All we can do is look to Jesus. We have no room to boast. We have no room to claim any kind of transformation that makes us “different” from our neighbors. We are not different. We are human. We fail.
It’s not about transcending sin. It’s about admitting our own sinfulness, naming our own sin, being harsh with ourselves and being kind and loving and forbearing toward others. It’s about being forgiven, again and again and again. (http://www.internetmonk.com/archive/the-church-cant-hide-its-sexual-brokenness)
This, to put it bluntly, is a load of theological bullshit, plain and simple. The simul justus et peccator principle invoked here is a mere excuse for the bad behavior of Christians – and while it is true that Christians are just as capable of sinning as anyone else, it absolutely does not follow that we have no answers and cannot rise above the moral degradation of our times. The entirety of Scripture testifies to the fact that such an assertion is completely unfounded. We do not have room to boast – but we DO have claim to a transformation that makes us different from our neighbors. Like it or not, there IS a code of conduct that Christian moral behavior is to follow, and it is a higher moral standard than the world outside the church.
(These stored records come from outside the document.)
PR #2626, opened 2024-12-11
fix: subscriptions payloads _entity w/ relations fields

IcanDivideBy0:
# Description
With recent changes to subscriptions, the `_entity` field is now graphql-typed, but the said field is resolved with raw data from database, hence all camelCase named fields in the gql schema are not properly resolved. This PR solves this issue.

Nonetheless all requested relations of the `_entity` are still not properly resolved... I'll try working on that now... if you have any advice regarding this, that'd be great :)

## Type of change

## Checklist

- [x] I have tested locally

### DIFF
--- a/packages/node-core/CHANGELOG.md
+++ b/packages/node-core/CHANGELOG.md
@@ -5,6 +5,7 @@ The format is based on [Keep a Changelog](https://keepachangelog.com/en/1.0.0/),
 and this project adheres to [Semantic Versioning](https://semver.org/spec/v2.0.0.html).
 
 ## [Unreleased]
+- Updated send_notification PG function to include `_block height` and entity `_id` (#2626)
 
 ## [16.1.0] - 2024-12-11
 ### Changed
--- a/packages/node-core/src/db/sync-helper.test.ts
+++ b/packages/node-core/src/db/sync-helper.test.ts
@@ -172,15 +172,15 @@ describe('sync helper test', () => {
       // For that reason the behaviour is kept the same as before delete was fixed.
       expect(listener).toHaveBeenNthCalledWith(
         1,
-        `{"id": "1", "_entity": {"id": "1", "block_number": 1}, "mutation_type": "UPDATE"}`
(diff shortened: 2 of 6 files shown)


stwiname (commented):
Im happy with this change. Can you please update the changelog too.

For getting relations working, i think the goal would be to take the `id` from the payload and use that to run a graphql query and not use anything from the `_entity`. I don't have much direction to give here, postgraphile is not trivial to work with. But the [realtime](https://www.graphile.org/postgraphile/realtime/) feature might be a good reference as to how this could be implemented.

IcanDivideBy0:
I've updated the changelog.

I tried to get relations working too, from what I see in postgraphile documentation, I should be able to get it working with something like this in the resolver
```ts
        const [row] = await resolveInfo.graphile.selectGraphQLResultFromTable(
          sql.fragment`${table.namespace.name}.${table.name}`,
          (tableAlias, queryBuilder) => {
            queryBuilder.where(
              sql.fragment`${tableAlias}.id = ${sql.value(parent.id)}`
            )
            queryBuilder.limit(1);
          }
        );

        return row;
```
unfortunately i always end up with an error `Cannot destructure property 'pgClient' of 'context' as it is undefined.` ... for some reson the context is always undefined in subscriptions resolvers ... i'trie to update apollo server to use the latest `@apollo/server` but the error still there :/

IcanDivideBy0:
I'm thinking of removeing these two lines: https://github.com/subquery/subql/blob/main/packages/node-core/src/db/sync-helper.ts#L197-L198 and use the `_id` in the where clause and the `_block_height`for the query builder context. Do you agree on this ?

stwiname:
> I'm thinking of removeing these two lines: https://github.com/subquery/subql/blob/main/packages/node-core/src/db/sync-helper.ts#L197-L198 and use the `_id` in the where clause and the `_block_range.start`for the query builder context. Do you agree on this ?

I see no issue with that

IcanDivideBy0:
ready for a final review :)

stwiname (commented):
This looks great, can you please update the changelog for node-core then this can be merged.

IcanDivideBy0:
changelog uptated :)

stwiname:
There is a test failing in `packages/node-core/src/db/sync-helper.test.ts` relating to the data structure changes on the notify. Can you please fix that

IcanDivideBy0:
Just updated the tests

PR #2644, opened 2025-01-16
Fix monitor oom

yoozo:
# Description
When encountering large blocks and using multiple workers, the monitor will experience memory overflow and thread blocking due to the need for thread communication and large object parsing. The main cause is that JSON parsing takes a long time, during which the main thread is still sending messages, leading to an OOM error.

The following optimizations were made:
 - Added the `--monitor-object-max-depth` flag to mitigate OOM issues when encountering large chunks.

Fixes # (issue)
 - Fixed the inconsistency between the `monitor-file-size` flag and the expected behavior.

## Type of change

## Checklist

- [x] I have tested locally

### DIFF
--- a/packages/node-core/src/configure/NodeConfig.ts
+++ b/packages/node-core/src/configure/NodeConfig.ts
@@ -57,6 +57,7 @@ export interface IConfig {
   readonly csvOutDir?: string;
   readonly monitorOutDir: string;
   readonly monitorFileSize?: number;
+  readonly monitorObjectMaxDepth: number;
   readonly enableCache?: boolean;
 }
 
@@ -86,6 +87,7 @@ const DEFAULT_CONFIG = {
   storeFlushInterval: 5,
   allowSchemaMigration: false,
   monitorOutDir: './.monitor',
+  monitorObjectMaxDepth: 0,
 };
 
 export class NodeConfig<C extends IConfig = IConfig> implements IConfig {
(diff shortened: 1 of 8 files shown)


packages/node-core/src/yargs.ts
```diff
@@ -266,6 +266,11 @@ export function yargsBuilder<
                 describe: 'monitor file size limit in MB ',
                 type: 'number',
               },
+              'monitor-object-max-depth': {
+                describe: 'The maximum depth of an object recorded by a monitor. Default is 0, no limit',
+                type: 'number',
+                default: 0,
```
stwiname, line 272:
```suggestion
```

The default is provided in the node config.

packages/node-core/src/configure/NodeConfig.ts
```diff
@@ -86,6 +87,7 @@ const DEFAULT_CONFIG = {
   storeFlushInterval: 5,
   allowSchemaMigration: false,
   monitorOutDir: './.monitor',
+  monitorObjectMaxDepth: 0,
```
stwiname, line 90: Is this the default value we want? It means that it will explicitly need to be set to avoid the OOM issues

packages/node-core/src/utils/string.spec.ts
```diff
@@ -58,3 +58,25 @@ describe('handledStringify', () => {
     expect(result).toBe('Error without stack');
   });
 });
+
+describe('handledStringify depth', () => {
+  it('Different truncation situations at various depths', () => {
```
stwiname, line 63: Can we please expand this to include:
* Null values
* Undefined values
* A circular reference.

packages/node-core/src/configure/NodeConfig.ts
yoozo: Maybe we need to set a reasonable default value? For example, 5.

packages/node-core/src/yargs.ts
```diff
@@ -266,6 +266,10 @@ export function yargsBuilder<
                 describe: 'monitor file size limit in MB ',
                 type: 'number',
               },
+              'monitor-object-max-depth': {
+                describe: 'The maximum depth of an object recorded by a monitor. Default is 0, no limit',
```
stwiname, line 270:
```suggestion
                describe: 'The maximum depth of an object recorded by a monitor. Default is 5, 0 is no limit',
```

PR #2658, opened 2025-01-30
[DRAFT] Fix typescript error avoid ID not matching when use @dbType

jorgecuesta:
# Description
Ensure that IDs match correctly even when data types like BigInt, Int, or Float are used in GraphQL schemas. This prevents mismatches and ensures error handling for invalid ID comparisons.

On Models template there are 2 types:
1. https://github.com/subquery/subql/blob/main/packages/cli/src/template/model.ts.ejs#L19
2. https://github.com/subquery/subql/blob/main/packages/cli/src/template/model.ts.ejs#L20

They both Omit the `id` property, but one leave as string, which if we change the ID with `@dbType()` maybe get an error?
For sure the `getByFields` has a typescript error due to that because it expect the T to extend Entity which expect id be an string.

## Type of change

## Checklist

- [x] I have tested locally


jorgecuesta:
This was fixed with #2662 by @stwiname

Issue #2620, opened 2024-12-05
[Feature] Multi chain rewind


yoozo:
### Description
In a multi-chain project, after enabling historical mode, a rewind requires coordination with other processes for rollback. Below are the tasks we need to accomplish.

### Scene
- Caused by a fork in the chain
- Project migrate
- Nodes only need to roll back if they have indexed > the timestamp of the rollback.

### TODO
- [x] cold start requires rollback execution.
- [x] A pause mechanism is needed where all fetch processes stop in case of a rollback.
- [x] A logger notification is needed when the API fetch is paused.
- [ ] Before performing the write, check if `_global.rewind_lock` exist. If they do, perform a rollback.
- [x] When starting the process, check if `rewind_timestamp` exists. If it does, perform a rewind.
- [x] Check if `_global` contain the `rewind_timestamp`. If none exist, release `_global.rewind_lock`.
- [ ] ***Retrieve the corresponding block height to roll back to using a `timestamp`, It may require using the binary search method.***

### Pending matters
- ***The RPC does not support querying block height by timestamp, but our current POI and dynamicDs rely on block height for rollback.***
- Only one node needs to rewind the data, but each node needs to rewind its own metadata (to find the block for that timestamp)

### Solution
The pause mechanism can be implemented using `_global.rewind_lock`, with priority locking during a rewind. Simultaneously write a `rewind_timestamp` record to `_global`, indicating the height that needs to be rolled back.
- `_global` table  ensure that each chain will execute rewind.
- `rewind_timestamp` ensure that the API fetch is paused until all chains have completed the rewind.

``` sql
CREATE TABLE "_global" (
  "key" varchar(255) NOT NULL,
  "value" jsonb,
  "createdAt" timestamptz(6) NOT NULL,
  "updatedAt" timestamptz(6) NOT NULL,
  CONSTRAINT "_global_pkey" PRIMARY KEY ("key")
);
```

When a rollback is required, the data in the global table looks like this.
| Key                       | Value                                                                 |
|---------------------------|-----------------------------------------------------------------------|
| rewind_lock               | $timestamp                                                            |
| rewind_timestamp_ethereum | $timestamp  |
| rewind_timestamp_base     | $timestamp  |

### issues

- How does the rewind lock get lifted?  
> After each process completes its reindex, it needs to check if there are other rewind tasks in `_global`. If none exist, it releases `_global.rewind_lock`.
- Is there polling to check the metadata tables? 
[...]

PR #2673, opened 2025-02-12
multi chain rewind service

yoozo:
# Description
In a multi-chain project, after enabling historical mode, a rewind requires coordination with other processes for rollback. Below are the tasks we need to accomplish.

Fixes # (issue)
#2620

### TODO
- [x] cold start requires rollback execution.
- [x] A pause mechanism is needed where all fetch processes stop in case of a rollback.
- [x] A logger notification is needed when the API fetch is paused.
- [x] Before performing the write, check if `_global.rewind_lock` exist. If they do, perform a rollback.
- [x] When starting the process, check if `rewind_timestamp` exists. If it does, perform a rewind.
- [x] Check if `_global` contain the `rewind_timestamp`. If none exist, release `_global.rewind_lock`.
- [x] ***Retrieve the corresponding block height to roll back to using a `timestamp`, It may require using the binary search method.***
- [x] Use a DB notify/trigger to notify a cooperating process.
- [ ] Extract global lock logic into a separate file.
- [ ] Remove the delay in fetch.service.
- [ ] Modify the lock handling logic to ensure correct release under concurrent conditions. (Add a rewindNum field to rewindLock to ensure the remaining processing count is correct when the lock is released.)
- [ ] When flushing the fetch queue, prevent the currently processing block from being persisted.
- [ ] Test cases for related scenarios.

## Type of change

## Checklist

- [ ] I have tested locally

### DIFF
--- a/packages/node-core/src/indexer/entities/GlobalData.entity.ts
+++ b/packages/node-core/src/indexer/entities/GlobalData.entity.ts
@@ -1,0 +1,53 @@
+// Copyright 2020-2024 SubQuery Pte Ltd authors & contributors
+// SPDX-License-Identifier: GPL-3.0
+
+import {blake2AsHex} from '@subql/utils';
+import {BuildOptions, DataTypes, Model, Sequelize} from '@subql/x-sequelize';
+
+export const RewindTimestampKeyPrefix = 'rewindTimestamp';
+export const RewindLockKey = 'rewindLock';
+export type RewindTimestampKey = `${typeof RewindTimestampKeyPrefix}_${string}`;
+
+export type RewindLockInfo = {
+  /** Timestamp to rewind to. */
+  timestamp: number;
+  /** Number of additional chains to rewind. */
+  rewindNum: number;
+};
+export interface GlobalDataKeys {
+  rewindLock: RewindLockInfo;
+  [key: RewindTimestampKey]: number;
+}
+
+export interface GlobalData<k extends keyof GlobalDataKeys = keyof GlobalDataKeys> {
+  key: k;
+  value: GlobalDataKeys[k];
+}
+
+interface GlobalDataEntity extends Model<GlobalData>, GlobalData {}
+
+export type GlobalDataRepo = typeof Model & {
+  new (values?: unknown, options?: BuildOptions): GlobalDataEntity;
+};
+
+export function GlobalDataFactory(sequelize: Sequelize, schema: string): GlobalDataRepo {
+  const tableName = '_global';
+
+  return <GlobalDataRepo>sequelize.define(
+    tableName,
+    {
+      key: {
+        type: DataTypes.STRING,
+        primaryKey: true,
+      },
+      value: {
+        type: DataTypes.JSONB,
+      },
+    },
+    {freezeTableName: true, schema: schema}
+  );
+}
+
+export function generateRewindTimestampKey(chainId: string): RewindTimestampKey {
+  return `${RewindTimestampKeyPrefix}_${blake2AsHex(chainId)})`.substring(0, 63) as RewindTimestampKey;
+}
--- a/packages/node-core/src/indexer/fetch.service.ts
+++ b/packages/node-core/src/indexer/fetch.service.ts
@@ -3,19 +3,20 @@
 
 import assert from 'assert';
 import {Inject, Injectable, OnApplicationShutdown} from '@nestjs/common';
-import {EventEmitter2} from '@nestjs/event-emitter';
+import {EventEmitter2, OnEvent} from '@nestjs/event-emitter';
 import {SchedulerRegistry} from '@nestjs/schedule';
 import {BaseDataSource} from '@subql/types-core';
 import {range} from 'lodash';
 import {IBlockchainService} from '../blockchain.service';
 import {NodeConfig} from '../configure';
-import {IndexerEvent} from '../events';
+import {EventPayload, IndexerEvent, MultiChainRewindEvent, MultiChainRewindPayload} from '../events';
 import {getLogger} from '../logger';
 import {delay, filterBypassBlocks, getModulos} from '../utils';
 import {IBlockDispatcher} from './blockDispatcher';
 import {mergeNumAndBlocksToNums} from './dictionary';
 import {DictionaryService} from './dictionary/dictionary.service';
 import {mergeNumAndBlocks} from './dictionary/utils';
+import {IMultiChainHandler, MultiChainRewindService, RewindStatus} from './multiChainRewind.service';
 import {IStoreModelProvider} from './storeModelProvider';
 import {BypassBlocks, IBlock, IProjectService} from './types';
 import {IUnfinalizedBlocksServiceUtil} from './unfinalizedBlocks.service';
@@ -24,7 +25,7 @@ const logger = getLogger('FetchService');
 
 @Injectable()
 export class FetchService<DS extends BaseDataSource, B extends IBlockDispatcher<FB>, FB>
-  implements OnApplicationShutdown
+  implements OnApplicationShutdown, IMultiChainHandler
 {
   private _latestBestHeight?: number;
   private _latestFinalizedHeight?: number;
@@ -39,7 +40,8 @@ export class FetchService<DS extends BaseDataSource, B extends IBlockDispatcher<
     private schedulerRegistry: SchedulerRegistry,
     @Inject('IUnfinalizedBlocksService') private unfinalizedBlocksService: IUnfinalizedBlocksServiceUtil,
     @Inject('IStoreModelProvider') private storeModelProvider: IStoreModelProvider,
-    @Inject('IBlockchainService') private blockchainSevice: IBlockchainService<DS>
+    @Inject('IBlockchainService') private blockchainSevice: IBlockchainService<DS>,
+    private multiChainRewindService: MultiChainRewindService
   ) {}
 
   private get latestBestHeight(): number {
@@ -195,6 +197,14 @@ export class FetchService<DS extends BaseDataSource, B extends IBlockDispatcher<
 
       // Update the target height, this happens here to stay in sync with the rest of indexing
       void this.storeModelProvider.metadata.set('targetHeight', latestHeight);
+
+      // If we're rewinding, we should wait until it's done
+      const multiChainStatus = this.multiChainRewindService.getStatus();
+      if (RewindStatus.Normal !== multiChainStatus) {
+        logger.info(`Wait for all chains to complete rewind, current chainId: ${this.multiChainRewindService.chainId}`);
+        await delay(3);
+        continue;
+      }
 
       // This could be latestBestHeight, dictionary should never include finalized blocks
       // TODO add buffer so dictionary not used when project synced
@@ -382,5 +392,12 @@ export class FetchService<DS extends BaseDataSource, B extends IBlockDispatcher<
   resetForIncorrectBestBlock(blockHeight: number): void {
     this.updateDictionary();
     this.blockDispatcher.flushQueue(blockHeight);
+  }
+
+  @OnEvent(MultiChainRewindEvent.Rewind)
+  @OnEvent(MultiChainRewindEvent.RewindTimestampDecreased)
+  handleMultiChainRewindEvent(payload: MultiChainRewindPayload) {
+    logger.info(`Received rewind event, height: ${payload.height}`);
+    this.resetForNewDs(payload.height);
   }
 }
--- a/packages/node-core/src/indexer/multiChainRewind.service.ts
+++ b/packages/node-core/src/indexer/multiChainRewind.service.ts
PR #2710, opened 2025-03-05
add tsconfig-paths-webpack-plugin

### LINKED ISSUE #2709: SubQl Build doesn't support typescript path mappings
Modern typescript codebases use path mappings to keep imports readable. https://www.typescriptlang.org/tsconfig/#paths

But looking at the webpack config here, ts-loader doesn't automatically resolve path mappings. https://github.com/TypeStrong/ts-loader/issues/213

https://github.com/subquery/subql/blob/5b858076430ec6ef68afbfe78a4eaea6ada8eb5b/packages/cli/src/controller/build-controller.ts#L38-L47

Alternatives would be to either configure paths by reading the project ts-config or use something like: https://github.com/duffman/tspath

seunlanlege:
# Description
Adds the [tsconfig-paths-webpack-plugin](https://github.com/dividab/tsconfig-paths-webpack-plugin) to the base webpack config for automatic paths resolutions

Fixes #2709

## Type of change

## Checklist

- [x] I have tested locally

### DIFF
--- a/packages/cli/package.json
+++ b/packages/cli/package.json
@@ -27,6 +27,7 @@
     "terser-webpack-plugin": "^5.3.10",
     "ts-loader": "^9.5.1",
     "ts-node": "^10.9.2",
+    "tsconfig-paths-webpack-plugin": "^4.2.0",
     "tslib": "^2.6.3",
     "typescript": "^5.7.3",
     "update-notifier": "^5.1.0",
--- a/packages/cli/src/controller/build-controller.ts
+++ b/packages/cli/src/controller/build-controller.ts
@@ -2,7 +2,7 @@
 // SPDX-License-Identifier: GPL-3.0
 
 import assert from 'assert';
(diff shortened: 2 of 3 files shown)


stwiname (changes requested):
I've tested this locally and it breaks building for our starter projects (and existing projects). This change needs to be backwards compatible.

Here is the error i get:
```
ERROR
 ›         TS6059: File '/Users/scotttwiname/Projects/subql-main/packages/testing/src/index.ts' is not under 'rootDir' '/Users/scotttwiname/Projects/subql-starter/Kusama/kusama-starter/src'. 'rootDir' is expected
 ›   to contain all source files.
 ›     The file is in the program because:
 ›       Root file specified for compilation
```

seunlanlege:
I've made the plugin conditional @stwiname, the plugin will only be added if paths are specified in the tsconfig

stwiname (approved):

PR #453, opened 2018-01-31
Add tests for the autofilling behavior of the analysis control panel

jbeezley:
This adds tests for #450, plus some infrastructure to extend the testing of the control panel.


plugin_tests/client/common.js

While Christianity is not about making naughty people more moral, improved moral behavior is in fact a part of Christianity and one that is strongly commanded throughout the whole of Scripture, from the Mosaic law to the Apostolic writings. Christian character, both in the typical moral sense as well as in a more theological sense is to be visibly different than those outside the body of Christ such that the world outside the Church can do nothing but admit that a fundamental change in the innermost depths of their being, in their very fiber and fabric of their nature, in their very essence, has happened to those inside the church that could not have happened save for a radical encounter with Christ in which the aforementioned change is effected.
Christians are called to rise above the moral degradation of our times; our behavior is to be such that it is noticeable by those who are not a part of the church for both its moral uprightedness and its kindness, love and forbearance – not because Jesus died to make us more moral but because we are fundamentally, ontologically different. Christians are in Christ – our being has undergone a total and radical change its innermost depths such that our former, weaker nature is no more, period. The quoted piece above is nothing but cheap grace and theological bullshit.